**PROBLEM REQUIREMENTS:** Which lines mention "also"? Show each one from the listing.

- - - - -

PR #363, opened 2025-06-10
refactor(order): B2BCAT-39 Use react-query for data fetching, simplify MyOrders component

icatalina:
Jira: [B2BCAT-39](https://bigcommercecloud.atlassian.net/browse/B2BCAT-39)

## What/Why?
- refactor(order): B2BCAT-39 Use react-query for improved data fetching and state management

	This removes the need to cache data, react-query diffs the query params and ensures new data is fetched whenever the params change.

- refactor(order): B2BCAT-39 Simplify order data fetching and remove unused variables
- refactor(orders): B2BCAT-39 Duplicate orders graphql fetcher
- refactor(order): B2BCAT-39 Update filter initialization for B2B and customer orders

## Rollout/Rollback
Revert

## Testing

https://github.com/user-attachments/assets/b0d8a65b-997a-49f2-93a2-ef33195d3136

[B2BCAT-39]: https://bigcommercecloud.atlassian.net/browse/B2BCAT-39?atlOrigin=eyJpIjoiNWRkNTljNzYxNjVmNDY3MDlhMDU5Y2ZhYzA5YTRkZjUiLCJwIjoiZ2l0aHViLWNvbS1KU1cifQ


apps/storefront/src/pages/MyOrders/index.test.tsx
```diff
@@ -307,6 +307,46 @@ describe('when a personal customer', () => {
...
+      expect(createdOnHeader).toHaveAttribute('aria-sort', 'descending');
+
+      when(getOrders)
+        .calledWith(stringContainingAll('orderBy: "bcOrderId"'))
+        .thenReturn(
+          buildGetCustomerOrdersWith({
+            data: {
+              customerOrders: {
+                totalCount: 1,
+                edges: [buildCustomerOrderNodeWith({ node: { orderId: '66996' } })],
```
leeBigCommerce, line 332: might be a bit more intuitive to have two order nodes returned by each mock (but in different respective orders)

we would be mocking out BE responsibilities, but it gives readers a clearer sense of user expectations 🍹 

also, are people using order by ID as a stand in for ordering by created date? Or does it solve for some other use case?

apps/storefront/src/pages/order/Order.tsx
```diff
@@ -94,55 +96,88 @@ function useData() {
...
-    isB2BUser,
-    orderSubViewPermission,
-    selectCompanyHierarchyId,
-    isEnabledCompanyHierarchy,
-    currentCompanyId,
-  } = useData();
+  const { role, isAgenting, companyId, isB2BUser, isEnabledCompanyHierarchy, selectedCompanyId } =
+    useData();
+
+  const [pagination, setPagination] = useState<{ offset: number; first: number }>({
```
leeBigCommerce, line 133: typescript will infer these types correctly from the argument alone 🍹

apps/storefront/src/pages/order/Order.tsx
```diff
@@ -94,55 +96,88 @@ function useData() {
...
+  const [orderBy, setOrderBy] = useState<OrderBy>({
+    key: 'orderId',
+    dir: 'desc',
+  });
+
+  const handleSetOrderBy = (key: string) => {
+    setOrderBy((prev) => {
+      if (!isSortKey(key)) {
+        return prev;
+      }
```
leeBigCommerce, line 152: is there a use case where this branch would be hit?

If we're just doing it because of the lossy `string` type, we could use an `asserts` instead 🍹 

```tsx
  const handleSetOrderBy = (key: string) => {
    assertIsSortKey(key);
    // etc etc
```

apps/storefront/src/pages/order/config.ts
```diff
@@ -137,13 +117,31 @@ export const getFilterMoreData = (
   return filterCurrentMoreList;
 };
 
-export const getInitFilter = (
+export const getCustomerInitFilter = (): Partial<FilterSearchProps> => {
```
leeBigCommerce, line 120: does this need to be a function?

apps/storefront/src/pages/order/orders.ts
```diff
@@ -0,0 +1,149 @@
+import B3Request from '@/shared/service/request/b3Fetch';
+import { OrderStatusItem } from '@/types';
+import { convertArrayToGraphql } from '@/utils';
+
+export type CustomerOrderNode = {
+  node: {
+    orderId?: string;
```
leeBigCommerce, line 7: surprised to see the id as optional
as well as `money` and `totalIncTax` 🤔

apps/storefront/src/pages/order/orders.ts
```diff
@@ -0,0 +1,149 @@
...
+export interface GetCompanyOrders {
+  data: {
+    allOrders: {
+      totalCount: number;
+      edges: Array<CustomerOrderNode>;
+    };
+  };
+}
+
+const allOrders = (data: CustomFieldItems, fn: 'allOrders' | 'customerOrders') => `
```
leeBigCommerce, line 53: is the plan to turn these into regular queries (i.e. not pushing variables through string literals) in a different PR?

or maybe they're not currently getting in the way?

leeBigCommerce (approved):

apps/storefront/src/pages/order/orders.ts
icatalina: don't know why, but they are setup as optional in the schema.

```
  money?: Maybe<Scalars['JSONString']['output']>;
  orderId?: Maybe<Scalars['String']['output']>;
  totalIncTax?: Maybe<Scalars['Float']['output']>;
```

we can remove the optionality in the new schema, but it is there in the current one 🤷

apps/storefront/src/pages/MyOrders/index.test.tsx
icatalina: > might be a bit more intuitive to have two order nodes returned by each mock (but in different respective orders)

can do.

> also, are people using order by ID as a stand in for ordering by created date? Or does it solve for some other use case?

I don't know really, we offer both, you can sort by `orderId`, and `createdAt` 🤷

icatalina:
Hey @jp06 ! Thanks for the kind words. I hope the rebases aren't too bad with all the changes. Happy to take any feedback you might have. 🙇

- - - - -

**RESPONSE AREA:**
also, are people using order by ID as a stand in for ordering by created date? Or does it solve for some other use case?
> also, are people using order by ID as a stand in for ordering by created date? Or does it solve for some other use case?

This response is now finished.